How many lines of the entries hold the string "client"? Reply with the number alone.

======== INFORMATION ========

PR #1342, opened 2020-01-07
fix(client): remove start script that doesn't work on windows

rikoe:


src/client/package.json
```diff
@@ -20,7 +20,7 @@
   },
   "scripts": {
     "precommit": "lint-staged",
-    "start": "cross-env REACT_APP_BUILD_VERSION=$(git describe) react-scripts start",
```
rikoe: Command expansion only works on Mac and Linux, the default command executer for Windows is `cmd.exe`, which doesn't support this.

========

### ANSWER SPACE
2